Taipei (inc. Metro Guide)
Shin Kong Mitsukoshi A8​
1F, No.12, Sung Gau Road
Taipei 
+886 2 8780 8607

Shin Kong Mitsukoshi A4
1F, No.19, Sung Gau Road
Taipei 
+886 2 2723 7109

Nearby Metro & Map - Taipei City Hall Station






MAC Store
28 Chung Shan North Road, Section 2
Taipei 
+886 2 2567 0059

Nearby Metro - Zhongshan Station​


----------



## oddinary (Aug 31, 2007)

Wow, they have Chinese names for the collections? We don't even have that! Haha! Are they printed on the displayer?


----------



## Risser (Sep 24, 2007)

Quote:

   Originally Posted by *oddinary* 

 
_Wow, they have Chinese names for the collections? We don't even have that! Haha! Are they printed on the displayer?_

 
Yes. Most collections have their Trad. Chinese and Simp. Chinese.

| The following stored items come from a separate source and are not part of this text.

PR #4110, opened 2025-06-19
[KCM-4014] revamp the license file to support v2 licensing

ameijer:
## Release Notes Headline

Fix how we create and use license delivery in the chart 

## Commentary for Reviewers

we weren't actually mounting the provided license in the aggregator statefulset. this fixes that and makes us read the helm values better

## Testing

tested via manual install testing, confirmed license delivered in this way was read


JesseGoodier (approved):
you even got the configsChecksum. 

thanks for this.

PR #4128, opened 2025-06-30
fix: render prometheus recording rules

smauermann:
## Release Notes Headline

Restore the creation of the bundled prometheus recording rules when enabled in the values file (`.Values.prometheusRule.enabled`).

## Commentary for Reviewers

Rendering of the prometheus recording rules was broken with this commit https://github.com/kubecost/cost-analyzer-helm-chart/commit/a1ace4405f68e150b28ef05ff5d49c814334c439. 

## Links to Issues or Tickets

N/A

## User Impact and Risks

No risks, the intended functionality was restored.

## Testing

I've tested the changes by rendering out the templates and confirming the recording rule gets rendered according to the value of `.Values.prometheusRule.enabled`.

## Documentation Updates

N/A

### DIFF
--- a/cost-analyzer/templates/cost-analyzer-prometheusrule-template.yaml
+++ b/cost-analyzer/templates/cost-analyzer-prometheusrule-template.yaml
@@ -1,6 +1,6 @@
 {{- if .Values.prometheus }}
 {{- if .Values.prometheus.serverFiles }}
-{{- if .Values.prometheus.serverFiles.rules }}
+{{- if (index .Values.prometheus.serverFiles "recording_rules.yml") }}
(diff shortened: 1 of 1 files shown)


jessegoodier:
@smauermann Thank you for your thoughtful changes.

We are removing prometheus from the next version of Kubecost. If you would like to fix this in 2.x, you can target the change to the v2.8 branch.

3.0 is targeted for late August, but subject to change based on external factors.

smauermann:
Hi @jessegoodier, thanks for taking a look! I have opened a new PR targeting the v2.8 branch. https://github.com/kubecost/cost-analyzer-helm-chart/pull/4135

PR #4137, opened 2025-07-02
Sth/architecture changes

Sean-Holcomb:
## Commentary for Reviewers

This PR makes changes that align the template structure of the chart with the architecture outlined in 
https://ibm-my.sharepoint.com/:w:/p/kai_wombacher/EZW3dpeHPYJJq-AVSgDdTwIBF0As4kxeYyZts2bsh6ZaCA?e=EJ4BZw

Changes of note:
- Remove definitions and control which imply multiple deployment methods
- Put templates in directories which mirror component structure
- Use of finops-agent as sub chart
  - Move definition of cluster id to global value so that it can be applied to sub charts
  - rework export bucket for compatibility with sub charts
- ban the use of the words "ETL" and "Federated"


thomasvn (commented):
We probably want to use this as an opportunity to remove `.Values.kubecostAggregator.deployMethod` as well?

cost-analyzer/templates/federated-store-secret.yaml
```diff
@@ -1,12 +0,0 @@
-{{- if .Values.kubecostModel.federatedStorageConfig -}}
```
thomasvn, line 1: Why are we deleting the `federated-store` Secret? The Aggregator and CloudCosts containers still need this right?

thomasvn: Oh, or did you intend to replace this with the `.Values.kubecost.exportBucket`?

Sean-Holcomb: yes something like that. this secret is shared use with the finops-agent subchart so I am trying to move us away from current configuration paradigm to something that works a little bit better

cost-analyzer/templates/_helpers.tpl
```diff
@@ -72,238 +36,114 @@ Kubecost 2.0 preconditions
...
-{{/*
-Actions Storage source contents check. Either the Secret must be specified or the YAML, not both.
-*/}}
-{{- define "actionsStorageSourceCheck" -}}
-  {{- if ((.Values.kubecostProductConfigs).actions).enabled -}}
-  {{- if and ((.Values.kubecostProductConfigs).actions).storageConfigSecret ((.Values.kubecostProductConfigs).actions).storageConfig -}}
-    {{- fail "\nkubecostProductConfigs.actions.storageConfigSecret and kubecostProductConfigs.actions.storageConfig are mutually exclusive. Please specify only one." -}}
-  {{- end -}}
-  {{- end -}}
-{{- end -}}
```
thomasvn: @Sean-Holcomb This is new code that @biancaburtoiu has introduced for our 3.0 MultiCluster Actions feature. Can we please keep this function?

thomasvn:
Just to confirm, we expect users to be specifying exactly one of the two?

- `.Values.federatedStorage.configYAML`. This would be their YAML secret directly in Helm Values
- Or `.Values.global.federatedStorage.existingSecret`

cost-analyzer/values.yaml
```diff
@@ -6,6 +6,17 @@ global:
...
   zone: ""  # cluster.local
 
+  clusterId: cluster-one  # globally unique cluster name
+
+  ## The name of the Secret containing a bucket config for federated storage.
+  ## The contents should be stored under a key named storage-config.yaml by default.
+  ## Ref: https://www.ibm.com/docs/en/kubecost/self-hosted/2.x?topic=cluster-long-term-federated-storage-configuration
+#  federatedStorage:
+#    existingSecret: federated-storage-config
+#    fileName: federated-store.yaml # set this value to change what the file name for the yaml config is
```
thomasvn: This is a minor suggestion, and can be addressed in a future PR. My preference is for all configs to be explicitly defined in the `values.yaml` file. No configs that are commented out.

Should we instead define `existingSecretName` here? Its default value is an empty string, which in Helm is considered an empty value. Only when a user defines a string here will we assume that a secret exists.

```suggestion
  federatedStorage:
    existingSecretName: ""
    fileName: federated-store.yaml # set this value to change what the file name for the yaml config is
```

cost-analyzer/templates/_helpers.tpl
```diff
@@ -72,238 +36,114 @@ Kubecost 2.0 preconditions
...
-      {{- fail "\n\nWhen using multi-cluster Prometheus, you must specify a unique `(((((.Values.prometheus).server).global).external_labels).cluster_id)` for each cluster.\nNote this must be a globally unique identifier.\n" -}}
+    {{- printf "\n\nIn Kubecost 3.0, `.Values.prometheus.server.global.external_labels.cluster_id` is no longer required.\nWhen it is set, it is used for backwards compatibility. \nSee TODO for more information.\n" -}}
+  {{- end }}
+  {{- if (.Values.kubecostProductConfigs).clusterName }}
+    {{- printf "\n\nIn Kubecost 3.0, `.Values.prometheus.server.global.external_labels.cluster_id` is no longer required.\nWhen it is set, it is used for backwards compatibility. \nSee TODO for more information.\n" -}}
+  {{- end }}
+  {{- if not .Values.global.clusterId }}
+    {{- fail "\n\nIn Kubecost 3.0, `.Values.global.clusterId` is required to be set"}}
+  {{- end }}
+  {{- if or (.Values.global.federatedStorage).existingSecret ((.Values.federatedStorage).secret).config }}
```
thomasvn, line 98: Are you checking the right config here? Should it instead be `.Values.federatedStorage.configYAML`?

cost-analyzer/templates/_helpers.tpl
```diff
@@ -72,238 +36,114 @@ Kubecost 2.0 preconditions
...
-{{-  if .Capabilities.APIVersions.Has "v1/Secret" }}
-  {{- $secret := lookup "v1" "Secret" .Release.Namespace .Values.kubecostModel.federatedStorageConfigSecret }}
-  {{- if or (not $secret) (not (index $secret.data "federated-store.yaml")) }}
-    {{- fail (printf "The federated storage config secret '%s' does not exist or does not contain the expected key 'federated-store.yaml'" .Values.kubecostModel.federatedStorageConfigSecret) }}
-  {{- end }}
-{{- end -}}
-{{- end -}}
-{{- end -}}
+{{- define "kubecost.federatedStorage.source.check" -}}
+  {{- if and ((.Values.global).federatedStorage).existingSecret ((.Values.federatedStorage).secret).config -}}
```
thomasvn, line 128: Again here, do you mean to check `.Values.federatedStorage.configYAML` instead?

JesseGoodier (approved):
Thanks for all the effort here. this is not easy.

will continue to refine the backwards compatibility.

for now, we will need to use:
```sh
helm template kubecost ../cost-analyzer  \
  --set global.clusterId=xxx
```

federated store via yaml works. 
But we will need to test BYO secrets.

cost-analyzer/templates/_helpers.tpl
jessegoodier: added back

cost-analyzer/templates/_helpers.tpl
jessegoodier: we will need to address all checks for v3. good callout

PR #4144, opened 2025-07-13
Adding a Service Account to Forecasting Deployment 

heysashy:
## Release Notes Headline
Adding a service account for forecasting deployment 

## Commentary for Reviewers
An Option to add a service account to forecasting deployment. 

Service accounts should be added to every Kubernetes deployment to implement the principle of least privilege, ensuring each application only has access to the specific resources it needs rather than using the shared default service account with potentially broad permissions. This approach provides better security isolation by limiting the blast radius if a container is compromised, preventing attackers from accessing resources beyond what that specific application requires. Additionally, dedicated service accounts enable proper audit trails and compliance by making it possible to track which application performed specific actions within the cluster. 

## Links to Issues or Tickets
N/A 

## User Impact and Risks
No impact, this is an optional field to add.

### DIFF
--- a/cost-analyzer/values.yaml
+++ b/cost-analyzer/values.yaml
@@ -848,7 +848,10 @@ forecasting:
     repository: gcr.io/kubecost1/kubecost-modeling
     tag: v0.1.27
   imagePullPolicy: IfNotPresent
-
+  
+  # Set Service Account For Forecast # optional 
+  # serviceAccountName: ""
+  
   # Resource specification block for the forecasting container.
   resources:
     requests:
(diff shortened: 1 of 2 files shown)


raymondsquared:
Thanks for raising this PR!

Relying on the default service account in k8s isn't a good idea for several reasons and some organisations actually blocked the usage of using default service account on their policy checker.

cost-analyzer/values.yaml
```diff
@@ -849,6 +849,9 @@ forecasting:
     tag: v0.1.27
   imagePullPolicy: IfNotPresent
 
+  # Set Service Account For Forecast # optional
+  # serviceAccountName: ""
```
```suggestion
  serviceAccountName: ""
```

JesseGoodier (approved):

jessegoodier:
sorry we didn't merge this sooner.

Now there are too many changes, I'm just going to do a new PR. Thanks for this @heysashy

PR #4168, opened 2025-07-29
3.0 fixes for federated store/aggregator services

JesseGoodier:
## Release Notes Headline

1. Allow using old kubecostModel.federated store secrets
2. Add servicemonitor for clickhouse
3. Fix various templates

## Commentary for Reviewers

tested on both RBAC and non-rbac envrionments

## Testing

See config for clickhouse exporter on saml-keyclock in nigthly


kubecost/templates/aggregator/aggregator-servicemonitor.yaml
```diff
@@ -28,4 +28,40 @@ spec:
   selector:
     matchLabels:
     {{- include "kubecost.aggregator.commonLabels" . | nindent 6 }}
+    {{- if .Values.aggregator.service.labels }}
+    {{- toYaml .Values.aggregator.service.labels | nindent 6 }}
+    {{- end }}
+---
+apiVersion: monitoring.coreos.com/v1
```
jessegoodier, line 35: we may change this before GA. but I don't see a reason to not enable both when enabling one for now.

kubecost/templates/aggregator/aggregator-statefulset.yaml
```diff
@@ -517,6 +520,18 @@ spec:
...
+            - name: ETL_HOURLY_STORE_DURATION_HOURS
+              value: "49"
+            - name: FEDERATED_CLUSTER
+              value: "true"
+            - name: FEDERATED_PRIMARY_CLUSTER
+              value: "true"
+            - name: ETL_BUCKET_CONFIG
+              value: /var/configs/federated-store.yaml
+            - name: FEDERATED_STORE_CONFIG
+              value: /var/configs/federated-store.yaml
```
ameijer: these can be removed

kubecost/templates/aggregator/aggregator-service.yaml
```diff
@@ -16,12 +16,16 @@ spec:
...
+      targetPort: 9004  
+    {{- if or .Values.saml.enabled .Values.oidc.enabled}}    
+    - name: tcp-api-rbac
       port: 9008
       targetPort: 9008
+    {{- else }}
     {{- end }}
+    - name: db-metrics
+      port: 9363
+      targetPort: 9363
```
ameijer, line 28: should we wrap this in a conditional?

kubecost/templates/aggregator/aggregator-statefulset.yaml
jessegoodier: done

kubecost/templates/aggregator/aggregator-service.yaml
jessegoodier: for now, I think we should add the exporter always. up to the user to scrape it or not.
and we may want to merge (these metrics) this with the existing.
and by merge, I mean cherry-pick what we find to be important.

ameijer (approved):

PR #4180, opened 2025-08-07
Atm/kcm 4354

ameijer:
## Release Notes Headline

fixes for cluster controller v2

## Commentary for Reviewers

some small fixes related to expected keys in configmaps

### DIFF
--- a/kubecost/templates/aggregator/aggregator-statefulset.yaml
+++ b/kubecost/templates/aggregator/aggregator-statefulset.yaml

**I don't understand 'displayer', please define it. Thanks


----------



## silverblackened (Sep 25, 2007)

"Displayer" is the plastic box-thing with holes in which all the products in a collection are well, displayed when the collection is launched! You know, the black base with the lipsticks/paint pots/eyeshadows/etc. on the counter or stand with the cardboard promo pic behind the products?

I personally love the Chinese names for the collections - who needs an awkward name like "Painterly"? LOL.


----------



## Risser (Oct 15, 2007)

Quote:

   Originally Posted by *oddinary* 

 
_Wow, they have Chinese names for the collections? We don't even have that! Haha! Are they printed on the displayer?_

 
No, but they are printed on promo cards.


----------



## 101mynxes (Jan 13, 2008)

Hi Risser - A big thank you for keeping this thread updated! 
	

	
	
		
		

		
		
	


	



I just moved to Hsinchu recently so this really helps me decide when I *must* make a trip to town to check out new collections




I'm so looking forward to N Color!


----------



## ShuGirl (May 22, 2008)

Just an update to this post, Naughty Nauticals is now out and Neo Scifi is soon to be out.


----------



## PinK_VatrA (Jul 22, 2008)

Thanks so much for the info. I'm going to Taipei next month, and it's so nice to know that MAC Store in Taipei carried a lot of new collections!


----------



## evz88 (Sep 3, 2008)

I was just wondering, how much is the *#187 brush* and *fix+* in Taiwan? I live in New Zealand where MAC is crazy expensive 
	

	
	
		
		

		
		
	


	




 I'll be going to Taiwan soon for a holiday so just wondering how the prices would compare to NZ. Thanks!


----------



## ShuGirl (Sep 11, 2008)

Quote:

   Originally Posted by *evz88* 

 
_I was just wondering, how much is the *#187 brush* and *fix+* in Taiwan? I live in New Zealand where MAC is crazy expensive 
	

	
	
		
		

		
		
	


	




 I'll be going to Taiwan soon for a holiday so just wondering how the prices would compare to NZ. Thanks!_

 
I'm not sure about Fix+ but 187 IIRC is 1800 NTD. HTH!


----------



## eclectic.satire (Jan 24, 2009)

hi there,

does anyone know what's the latest update for MAC in Taiwan? My Boyfriend is back there for CNY and I am thinking of asking him to get some stuff for me. TIA!


----------



## ambidextrous (Feb 8, 2009)

I'm flying to Taipei on thursday... Does B2M exist in Taiwan? Because Austria doesn't have back 2 MAC X_X so I'm taking my empties back if it works lol


----------